Las justas proporciones

Tatiana Acevedo Guerrero
18 de noviembre de 2018 - 05:00 a. m.

El presidente antioqueño Marco Fidel Suárez dio la bienvenida a 1921, su tercer año de mandato, con una alocución radial en la que enfatizó la importancia de ver la política como una “práctica civilizada” y les pidió a los colombianos esforzarse para “producir riquezas y contrarrestar la crisis económica”, “buscar paz y concordia civil” y “tener temor de Dios y culto a su omnipresencia”. En ese mismo mes, el también conservador Laureano Gómez acusó formalmente al presidente ante la Cámara de Representantes por acumular deudas con diferentes bancos y recibir dineros de la United Fruit Company, además de un préstamo “del señor Boomer, a cambio de ciertos favores en la contratación estatal”. Dos días después, en una sesión común y corriente de la Cámara de Representantes, irrumpieron en el recinto Suárez y sus ministros. El presidente trató de defenderse, pero no pudo responder a todas las preguntas. Después de su alocución un representante pidió la palabra: “Levántese la sesión en señal de duelo, pues el presidente acaba de confirmar los cargos”.

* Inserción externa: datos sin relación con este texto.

PR #15953, opened 2026-02-23
Add scripts for building, publishing images and deploying azure VM

liunan-ms:
This PR includes a couple of dev scripts. One can change the variable names in `common.sh` and use `build-vm-images.sh` to build VM images locally and publish the image to SIG via `publish-sig-image.sh` and deploy an Azure VM with `deploy-azure-vm.sh` for testing purposes.

### DIFF
--- a/scripts/common.sh
+++ b/scripts/common.sh
@@ -24,7 +24,7 @@ ARCH="<test-vm-architecture>" # e.g., "x86_64" or "aarch64"
 if [ "$ARCH" = "aarch64" ]; then
     export TEST_VM_SIZE="Standard_D4ps_v6"
 else
-    export TEST_VM_SIZE="Standard_D4s_v7"
+    export TEST_VM_SIZE="Standard_D4s_v5"
 fi
 
 # Set local image path


scripts/common.sh
```diff
@@ -0,0 +1,23 @@
...
+export SSH_PUBLIC_KEY_PATH="/home/liunan/.ssh/id_rsa.pub"
+export TEST_VM_SIZE="Standard_D2_v4"
+
+# Set local image path
+export IMAGE_PATH="./base/out/images/vm-base/azl4-vm-base.x86_64-0.1.vhd"
+
+# Set gallery configuration
+export GALLERY_NAME="basevmimagegallery"
+export GALLERY_IMAGE_DEFINITION="basevmimage"
+export VM_NAME="azl4-vm-1"
```
binujp: comment(non-blocking): It would be good to tag the default name with $USER. Even better would be to add user and a date string or some such

scripts/azure-gallery-image-base.bicep
```diff
@@ -0,0 +1,42 @@
...
+          uri: sourceDiskUrl
+        }
+      }
+    }
+    safetyProfile: {
+      allowDeletionOfReplicatedLocations: allowDeletionOfReplicatedLocations
+    }
+  }
+  tags: {}
+}
```
christopherco: issue: please update your text editor configurations to end files with newlines. It's not an issue with this file in particular, but can be an issue if newlines are missed at the end of unix config files

scripts/build-vm-images.sh
```diff
@@ -0,0 +1,29 @@
+#!/bin/bash
+set -euxo pipefail
+TARGET_DIR="/var/tmp/azl-vm-images"
```
christopherco: issue: This creates a target directory in the user's /var/tmp namespace, which is not guaranteed to be safe to manipulate.

Instead, consider reworking to utilize `mktemp -d` invocation so you get a unique temp directory. This command also has the possible benefit, depending on how the system is configured, to create the directory in a tmpfs, which is backed by RAM for faster I/O transactions than a directory backed by a storage disk media

scripts/build-vm-images.sh
```diff
@@ -0,0 +1,29 @@
...
+# Build vm-base image using azldev
+azldev image build vm-base --local-repo ./base/out --remote-repo "$REMOTE_KOJI_REPO_URL"
+
+# Convert VHDX to VPC fixed size
+qemu-img convert -f vhdx -O vpc -o subformat=fixed,force_size \
+    ./base/out/images/vm-base/azl4-vm-base.x86_64-0.1.vhdx \
+    ./base/out/images/vm-base/azl4-vm-base.x86_64-0.1.vhd
+
+# Copy the resulting VHD to Windows Downloads folder
+cp ./base/out/images/vm-base/azl4-vm-base.x86_64-0.1.vhd "$HOME/Downloads/azl4-vm-base.x86_64-0.1.vhd"
```
christopherco: issue: We don't own the user's $HOME/Downloads directory so we shouldn't copy files into this path

I suggest to remove this line

scripts/deploy-azure-vm.sh
```diff
@@ -0,0 +1,17 @@
...
+set -euxo pipefail
+# Find the absolute path of the directory containing this script
+SCRIPTS_DIR="$( cd "$( dirname "${BASH_SOURCE[0]}" )" &> /dev/null && pwd )"
+. "$SCRIPTS_DIR/common.sh"
+
+az vm create \
+        --resource-group "$RESOURCE_GROUP_NAME" \
+        --name "$VM_NAME" \
+        --size "$TEST_VM_SIZE" \
+        --os-disk-size-gb 60 \
```
christopherco: question: do we need to set this os disk size to 60GB? Can we successfully deploy with the default size?

scripts/publish-sig-image.sh
```diff
@@ -0,0 +1,98 @@
...
+# https://basevmimage.blob.core.windows.net/vhds/azl4-vm-base.x86_64-0.1.vhd
+# Find the absolute path of the directory containing this script
+SCRIPTS_DIR="$( cd "$( dirname "${BASH_SOURCE[0]}" )" &> /dev/null && pwd )"
+. "$SCRIPTS_DIR/common.sh"
+
+storage_account_url="https://$STORAGE_ACCOUNT_NAME.blob.core.windows.net"
+storage_account_resource_id="/subscriptions/$SUBSCRIPTION_ID/resourceGroups/$RESOURCE_GROUP_NAME/providers/Microsoft.Storage/storageAccounts/$STORAGE_ACCOUNT_NAME"
+
+replicationMode="Shallow"
+image_version=$VERSION
```
christopherco: suggestion (non-blocking): Consider a future change to automatically update the image_version value so users can keep uploading new images to the same SIG, but with different increasing version numbers.

scripts/publish-sig-image.sh
```diff
@@ -0,0 +1,98 @@
...
+containerExists=$(az storage container exists --account-name "$STORAGE_ACCOUNT_NAME" --name "$STORAGE_CONTAINER_NAME" --auth-mode login | jq .exists)
+if [[ $containerExists != "true" ]]; then
+    echo "Could not find container \"$STORAGE_CONTAINER_NAME\". Creating container \"$STORAGE_CONTAINER_NAME\" in storage account \"$STORAGE_ACCOUNT_NAME\"..."
+    az storage container create \
+        --account-name "$STORAGE_ACCOUNT_NAME" \
+        --name "$STORAGE_CONTAINER_NAME" \
+        --auth-mode login
+fi
+
+# Upload the image artifact to Steamboat Storage Account
```
christopherco: chore: remove references to steamboat

scripts/build-vm-images.sh
liunan-ms: I removed the TARGET_DIR which was used for hosting the vhd outside my WSL for experiments.

scripts/build-vm-images.sh
```diff
@@ -0,0 +1,16 @@
...
+SCRIPTS_DIR="$( cd "$( dirname "${BASH_SOURCE[0]}" )" &> /dev/null && pwd )"
+. "$SCRIPTS_DIR/common.sh"
+
+# Build vm-base image using azldev
+azldev image build vm-base --local-repo ./base/out --remote-repo "$REMOTE_KOJI_REPO_URL"
+
+# Convert VHDX to VPC fixed size
+qemu-img convert -f vhdx -O vpc -o subformat=fixed,force_size \
+    ./base/out/images/vm-base/azl4-vm-base.x86_64-0.1.vhdx \
+    ./base/out/images/vm-base/azl4-vm-base.x86_64-0.1.vhd
```
binujp: Suggestion: I have the same observation as copilot. An alternative is to find git root `git rev-parse --show-toplevel` and base paths from that. It would also help to build out common prefix paths, that is a coding pattern.

scripts/common.sh
```diff
@@ -0,0 +1,68 @@
...
+export SUBSCRIPTION_ID="<your-subscription-id>"
+
+# Set resource configuration
+export RESOURCE_GROUP_NAME="<your-resource-group-name>"
+export LOCATION="westus3"
+export STORAGE_ACCOUNT_NAME="<your-storage-account-name>"
+export STORAGE_CONTAINER_NAME="<your-storage-container-name>"
+export PUBLISHER="<your-publisher-name>"
+export OFFER="<your-offer-name>"
+export storage_blob_name="azl4-vm-base.x86_64-$(date +%Y%m%d-%H%M%S).vhd"
```
binujp: suggestion (refactor): The time string tag is used elsewhere too. You could make this available via a variable and use it for all artifacts that need a unique-id. VM name, or dir-name and such.

scripts/common.sh
```diff
@@ -0,0 +1,68 @@
...
+    az sig image-version list \
+        --resource-group "$RESOURCE_GROUP_NAME" \
+        --gallery-name "$GALLERY_NAME" \
+        --gallery-image-name "$GALLERY_IMAGE_DEFINITION" --query '[].name' -o tsv |
+        sort -t "." -k1,1n -k2,2n -k3,3n |
+        tail -1
+}
+
+function get-image-version() {
+    local OP="${1:-}"
```
binujp: nit (non-blocking): A getter should not have side effects even at the cost of more code. I would strongly recommend splitting this into get-image-version() and a separate increment-version() function. You already have all of the required code in hand.

scripts/deploy-azure-vm.sh
binujp, line 1: nit (design, non-blocking, opinion): This script can be stand alone and maybe is meant to be used that way. It does not take any command line arguments but expects environment variables to be used. While that pattern works well there is a locality issue for arguments and context. i.e. any of the environment variables can be set at any moment prior to the invocation. That applies to interactive use and use in a script.

This kind of usage is very common in pipeline scripts I have seen. Unless there is a precedent or coding guideline which recommends this pattern, I would rather use explicit command line arguments for all passed-in parameters.

scripts/publish-sig-image.sh
```diff
@@ -0,0 +1,99 @@
+#!/bin/bash
```
binujp, line 1: Here and other scripts, you may want '-e' even though most commands seems to be in a conditional. Safer to do that.

scripts/publish-sig-image.sh
```diff
@@ -0,0 +1,98 @@
...
+REGIONS_JSON=$(echo "$LOCATION" | awk -F, '{
+  printf "[";
+  for(i=1;i<=NF;i++) {
+    printf "\"%s\"", $i;
+    if(i<NF) printf ",";
+  }
+  printf "]";
+}')
+# Create Image Version from storage account blob
+az deployment group create \
```
christopherco, line 87: issue: this deployment is failing due to "The source blob is not a page blob" error

christopherco (changes requested):

scripts/publish-sig-image.sh
christopherco: I was able to fix it by updating the `azcopy` command to add the --blob-type=PageBlob option

```
azcopy copy "$IMAGE_PATH" "$storage_blob_endpoint" --blob-type=PageBlob
```

scripts/common.sh
```diff
@@ -0,0 +1,57 @@
...
+export STORAGE_ACCOUNT_NAME="<your-storage-account-name>"
+export STORAGE_CONTAINER_NAME="<your-storage-container-name>"
+export PUBLISHER="<your-publisher-name>"
+export OFFER="<your-offer-name>"
+export TIME_TAG="$(date +%Y%m%d-%H%M%S)"
+export STORAGE_BLOB_NAME="azl4-vm-base.x86_64-${TIME_TAG}.vhdfixed"
+export VM_NAME="${USER}-azl-vm-${TIME_TAG}"
+export SSH_USER="<your-ssh-username>"
+export SSH_PUBLIC_KEY_PATH="<path-to-your-ssh-public-key>"
+export TEST_VM_SIZE="<your-test-vm-size>"
```
trungams: suggestion(non-blocking): can this variable take some default value, personally I often have a hard time remembering available SKUs for different image types, and will have to search up docs/notes to figure it out

christopherco: +1 on this suggestion. Maybe we can use "Standard_D4s_v7" as a default x86_64 VM Size and "Standard_D4ps_v6" for ARM64 VM size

Poco después Marco Fidel Suárez presentó su renuncia. Las indiscreciones y relaciones asociadas a su nombre, sus dramas económicos y los detalles de las transacciones corruptas con ciudadanos norteamericanos dominaron los debates en el Congreso, la prensa y la radio. Laureano Gómez se alzó como líder de esta cruzada. Otros temas urgentes que determinaron el rumbo de la década del 20, como los maltratos salariales contra los trabajadores agrarios o la hegemonía estadounidense en la determinación de la política petrolera, pasaron a un segundo plano. Este fue tal vez el primer escándalo nacional de corrupción. Desde entonces, cada tanto se zambulló el país en un frenesí anticorrupción capitalizado por alguno o alguna, que descubre y publica los nexos entre mandatarios, contratistas, actores armados, etcétera. En el pasado lejano estos episodios se discutían, tenían efectos sobre los implicados y (lenta o rápidamente) se olvidaban. En el presente, cundido de más y mayores episodios, estos se amplifican y se han convertido en uno de los pilares del día a día nacional.

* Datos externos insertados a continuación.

PR #15961, opened 2026-02-24
feat(kernel): Use CBL-Mariner-Linux-Kernel Source

rlmenge:
Adds a custom Azure Linux kernel based on the Fedora 43 upstream kernel spec, using CBL-Mariner-Linux-Kernel 6.18.5.1 sources. This replaces the previous minimal kernel stub with a fully overlayed component that builds kernel 6.18.5.1 with Azure Linux-specific configs.

Changes
Initial kernel overlay (a8b9e29db)

Replaced the minimal kernel.comp.toml stub with a full overlay-based component targeting the Fedora 43 upstream kernel spec
Added CBL-Mariner-Linux-Kernel 6.18.5.1 tarball as an external source with SHA512 verification
Added Azure Linux kernel configs for x86_64 (8,078 lines) and aarch64 (12,555 lines)

Overlays include:
1. specrpmversion / specversion / tarfile_release / pkgrelease / specrelease set to 6.18.5.1
2. Source0 repointed to the CBL-Mariner tarball with extraction path fix
3. Azure Linux config files (not yet used)
4. kextraversion = ".1" prepended to EXTRAVERSION so uname -r = 6.18.5.1-1.azl4.x86_64 (matches module path)
5. Redhat patch declaration and application disabled

Testing
- Built successfully with azldev comp build -p kernel — produces 13 RPMs including kernel-6.18.5.1-1.azl4.x86_64.rpm
- Built VM image with azldev image build vm-base --local-repo ./base/out
- Booted in QEMU (vm-base) — uname -r = 6.18.5.1-1.azl4.x86_64 confirmed

```
[test@azurelinux-vm ~]$ uname -a
Linux azurelinux-vm 6.18.5.1-1.azl4.x86_64 #1 SMP PREEMPT_DYNAMIC Tue Feb 24 18:44:34 UTC 2026 x86_64 GNU/Linux
[test@azurelinux-vm ~]$ cat /etc/os-release
NAME="Azure Linux"
VERSION="4.0 (Evergreen Prerelease)"
RELEASE_TYPE=development
...
[test@azurelinux-vm ~]$ 
```

- Deployed to Azure VM (Standard_D4s_v3, westus3) — uname -r = 6.18.5.1-1.azl4.x86_64 confirmed via SSH
- built in koji taskID=241090


base/comps/kernel/kernel.comp.toml
```diff
@@ -1,5 +1,123 @@
...
+
+[components."kernel".build]
+# debugbuildsenabled: set to "0" to skip debug kernel variant (faster builds)
+# azl_pkgrelease: RPM release number for the Azure Linux kernel package
+# kextraversion: 4th version component appended to EXTRAVERSION so uname -r
+# matches source version (6.18.5.1).
+defines = { debugbuildsenabled = "0", azl_pkgrelease = "1", kextraversion = ".1" }
+without = ["debug", "configchecks"]
+
+[[components."kernel".source-files]]
```
rlmenge: This will change to use our copy of the source rather than the GitHub hosted.

base/comps/kernel/kernel.comp.toml
```diff
@@ -1,5 +1,123 @@
...
+[[components.kernel.overlays]]
+description = "Declare Azure Linux aarch64 config source"
+type = "spec-add-tag"
+tag = "Source10001"
+value = "6.18-aarch64-azl.config"
+
+[[components.kernel.overlays]]
+description = "Install Azure Linux configs and extra sources during %prep"
+type = "spec-search-replace"
+regex = "find . -name .gitignore -delete >/dev/null"
```
rlmenge: Last line in the kernel spec. Considering appending to the %prep section instead

base/comps/kernel/kernel.comp.toml
```diff
@@ -1,5 +1,123 @@
...
+# Standard Azure Linux kernel
+
+[components."kernel"]
+spec = { type = "upstream", upstream-name = "kernel" }
+
+[components."kernel".build]
+# debugbuildsenabled: set to "0" to skip debug kernel variant (faster builds)
+# azl_pkgrelease: RPM release number for the Azure Linux kernel package
+# kextraversion: 4th version component appended to EXTRAVERSION so uname -r
+# matches source version (6.18.5.1).
```
rlmenge: Lost comment for the without. Updating

base/comps/kernel/kernel.comp.toml
```diff
@@ -1,5 +1,123 @@
-[components.kernel]
+###############################################################################
+# AUTO-GENERATED — do not edit manually.
+# Source: kernel-matrix.toml    variant: kernel
+# Regenerate: python3 scripts/generate-kernels.py
```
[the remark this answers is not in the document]
rlmenge: A remenant of an approach to generate multiple tomls from a single "template" toml. Will update

base/comps/kernel/kernel.comp.toml
```diff
@@ -1,5 +1,123 @@
...
+description = "Disable redhat patch declaration"
+type = "spec-search-replace"
+regex = "Patch1: patch-%{patchversion}-redhat.patch"
+replacement = "# Patch1: patch-%{patchversion}-redhat.patch (disabled for AzureLinux)"
+
+[[components.kernel.overlays]]
+description = "Disable redhat patch application"
+type = "spec-search-replace"
+regex = "ApplyOptionalPatch patch-%{patchversion}-redhat.patch"
+replacement = "# ApplyOptionalPatch patch-%{patchversion}-redhat.patch (disabled for AzureLinux)"
```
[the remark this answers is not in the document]
rlmenge: Was reverted due to a bad build enviornment

base/comps/kernel/kernel.comp.toml
```diff
@@ -1,5 +1,123 @@
...
+# Regenerate: python3 scripts/generate-kernels.py
+###############################################################################
 
-# Add without = ["debug"] to skip debug kernel variant and reduce build time
-[components.kernel.build]
-without = ["debug"]
+# Standard Azure Linux kernel
+
+[components."kernel"]
+spec = { type = "upstream", upstream-name = "kernel" }
```
reubeno: Since this is the default, it can be omitted. Also a note that `kernel` doesn't need to be in quotes in the `[components."kernel"]` syntax; the quotes are generally only needed when component names include periods or plus signs or other punctuation that is meaningful in TOML files.

base/comps/kernel/kernel.comp.toml
```diff
@@ -1,5 +1,123 @@
...
+
+[components."kernel".build]
+# debugbuildsenabled: set to "0" to skip debug kernel variant (faster builds)
+# azl_pkgrelease: RPM release number for the Azure Linux kernel package
+# kextraversion: 4th version component appended to EXTRAVERSION so uname -r
+# matches source version (6.18.5.1).
+defines = { debugbuildsenabled = "0", azl_pkgrelease = "1", kextraversion = ".1" }
```
reubeno: Minor style suggestion. If you want to, you can break out the `defines` into their own section and then have comments go with the individual items, e.g.:

```toml
[components.kernel.build.defines]
# set to "0" to skip debug kernel variant (faster builds)
debugbuildsenabled = "0"
# RPM release number for the Azure Linux kernel package
azl_pkgrelease = "1"
# 4th version component appended to EXTRAVERSION so uname -r matches source version (6.18.5.1).
kextraversion = ".1"
```

That's a matter of taste and up to you as the maintainer of this component.

base/comps/kernel/kernel.comp.toml
reubeno: That's a good idea! I think that will be easier to read/maintain.

base/comps/kernel/kernel.comp.toml
```diff
@@ -1,5 +1,123 @@
...
+cp %{SOURCE10001} kernel-%{specrpmversion}-aarch64.config"""
+
+[[components.kernel.overlays]]
+description = "Set specrpmversion to 6.18.5.1"
+type = "spec-search-replace"
+regex = "%define specrpmversion .+"
+replacement = """%define azurelinux_version 3
+%define specrpmversion 6.18.5.1"""
+
+[[components.kernel.overlays]]
```
reubeno, line 29: Since you have so many overlays, consider whether you'd find it easier to read like this or formatted like we did [here](https://github.com/microsoft/azurelinux/blob/tomls/base/main/base/comps/azurelinux-rpm-config/azurelinux-rpm-config.comp.toml).

That's also purely a matter of style and taste for you to decide.

base/comps/kernel/kernel.comp.toml
```diff
@@ -1,5 +1,123 @@
...
+replacement = "CBL-Mariner-Linux-Kernel-rolling-lts-mariner-%{azurelinux_version}-%{specrpmversion}"
+
+[[components.kernel.overlays]]
+description = "Prepend kextraversion (.1) to EXTRAVERSION so uname -r = 6.18.5.1-release (matches module path)"
+type = "spec-search-replace"
+regex = 'EXTRAVERSION = -\$\{ShortRel\}'
+replacement = 'EXTRAVERSION = %{kextraversion}-${ShortRel}'
+
+[[components.kernel.overlays]]
+description = "Disable redhat patch declaration"
```
reubeno: There's a `patch-remove` overlay that we added based on @ddstreet's feedback; you should consider whether that will work for you.

base/comps/kernel/kernel.comp.toml
```diff
@@ -1,5 +1,123 @@
...
+[[components."kernel".source-files]]
+filename = "kernel-6.18.5.1.tar.gz"
+hash = "0d8c755e02857704eb4c4396657ad30b22b474296233b8681365aeaa2fc16926afe31f551e80f565e0d73318f2b7941051ec44f85ccbabaa28ba5a56022f9f4a"
+hash-type = "SHA512"
+origin = { type = "download", uri = "https://github.com/microsoft/CBL-Mariner-Linux-Kernel/archive/rolling-lts/mariner-3/6.18.5.1.tar.gz" }
+
+[[components.kernel.overlays]]
+description = "Add Azure Linux x86_64 config file"
+type = "file-add"
+file = "6.18-x86_64-azl.config"
```
reubeno: This is going to be a complicated one, necessarily. Please do give us feedback on maintainability.

For example, we haven't thought about variable setting/replacement in TOML files but I see that you need to replicate `6.18` or `6.18.5.1` or similar in a number of places. The ideal would be to refer to spec macros for that and `%define` that in one place, but some of the references here are TOML-specific ones that don't get RPM spec macro-expanded. We *could* consider allowing something like:

```toml
[components.kernel.variables]
kernel-minor = "6.18"

[[components.kernel.overlays]]
type = "spec-search-replace"
...
replacement = "something something something {kernel-minor} something"
expand-vars = true
```

...but we'll definitely want to make sure it's worth the complexity to add it before we jump to doing something like that. Your feedback will help :smile:

base/comps/kernel/kernel.comp.toml
rlmenge: This was an artifact of my kernel variant generation scripts as some of them were accounting for supporting multiple versions of the kernel (I.e. "kernel6.18"). Will remove for now though :)

base/comps/kernel/kernel.comp.toml
rlmenge: It looks like our current suggestion is not to use the overlay array? https://github.com/microsoft/azurelinux/blob/tomls/base/main/.github/instructions/comp-toml.instructions.md

base/comps/kernel/kernel.comp.toml
rlmenge: Looks like patch-remove doesn't work for the kernel's redhat patch.

AI summary from my tests:

1. Macro form (file = "patch-%{patchversion}-redhat.patch") — patch-remove doesn't match because it parses the Patch1: tag structurally rather than matching raw text, and fails to handle %{patchversion} as a literal string.
2. Resolved form (file = "patch-6.18-redhat.patch") — also fails, suggesting the parser doesn't fully resolve RPM macros either. 

Neither form finds a match. Sticking with replace for now but also trying to update the patch remove to handle macros

base/comps/kernel/kernel.comp.toml
rlmenge: Delaying the config overlay for another PR. Resolving this thread for now

base/comps/kernel/kernel.comp.toml
rlmenge: I prefer this style. Have updated

ddstreetmicrosoft:
The kernel is uniquely complicated; I think maintaining a full patched spec and corresponding build files should be seriously considered. Will that be easier to understand and maintain than the toml?

rlmenge:
> The kernel is uniquely complicated; I think maintaining a full patched spec and corresponding build files should be seriously considered. Will that be easier to understand and maintain than the toml?

Agreed. I have a seperate workstream where I am evaluating making a simplified version of the kernel.spec. This will likely be presented as a new PR but in the effort of getting _something_ I am moving with Fedora's kernel (as well as giving myself time to stumble upon all the side effects of how Fedora formats their modules, uname etc)

base/comps/kernel/kernel.comp.toml
reubeno: That was AI generated and not something I'd agree with. I think it's a developer taste preference for readability right now.

rlmenge:
> > > The kernel is uniquely complicated; I think maintaining a full patched spec and corresponding build files should be seriously considered. Will that be easier to understand and maintain than the toml?
> > 
> > 
> > Agreed. I have a seperate workstream where I am evaluating making a simplified version of the kernel.spec. This will likely be presented as a new PR but in the effort of getting _something_ I am moving with Fedora's kernel (as well as giving myself time to stumble upon all the side effects of how Fedora formats their modules, uname etc)
> 
> I'm good with that, but I think this patchset is complex enough that it needs a logical rebase to be able to properly review it.

I have rebased and restructred the commits to be a more logical flow. The last commit (https://github.com/microsoft/azurelinux/pull/15961/changes/584177f5af9c77ab56b99f6997bbe2148e8bfbdd) is still large due to many defines for the kernel version within the spec. They are all needed to ensure a proper build.

base/comps/kernel/kernel.comp.toml
```diff
@@ -4,13 +4,72 @@
...
+[[components.kernel.overlays]]
+description = "Use AzureLinux kernel source URL"
+type = "spec-update-tag"
+tag = "Source0"
+value = "kernel-%{specrpmversion}.tar.gz"
+
+[[components.kernel.overlays]]
+description = "Fix tarball extraction path for AzureLinux"
+type = "spec-search-replace"
+regex = "linux-%{tarfile_release}"
```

A pesar de no estar siempre de acuerdo en todo, la clase media urbana parece estar posicionada contra un enemigo principal: la corrupción. Existe un tipo de fetichismo con la corrupción que se identifica como la raíz de todas las dolencias colombianas, en lugar de la concentración de la tierra, la desigualdad campante, la violencia del Estado contra estudiantes, grupos étnicos y campesinos, y la falta de creatividad en la construcción de políticas públicas. Además, tiende a ser abordada en abstracto, como si estuviera divorciada de las condiciones estructurales que la permiten. Pero la corrupción es un síntoma y no la fuente de los problemas.

Esta semana amanece el país enfrascado en una historia decadente de amistades masculinas, traiciones, obras de infraestructura, coimas y cianuro. El caso ocupa las preocupaciones y primeras páginas. Hace algunos meses se discutían otros casos parecidos, con nuevos o viejos protagonistas. En la mayoría de los análisis de corrupción, medios y políticos independientes se centran simplemente en condenar y prescribir. El debate se enfrasca y no queda espacio para otras preguntas y apuestas. Frecuentemente, cuando intentamos hablar de nuestros problemas y pensar en posibles salidas, nos referimos más al mal comportamiento de unos corruptos particulares a los que hay que castigar y menos a cuestiones más estructurales y quizá más difíciles (como la renuencia a casi cualquier forma de redistribución, la manera en que se construye el Estado, la representatividad de las instituciones).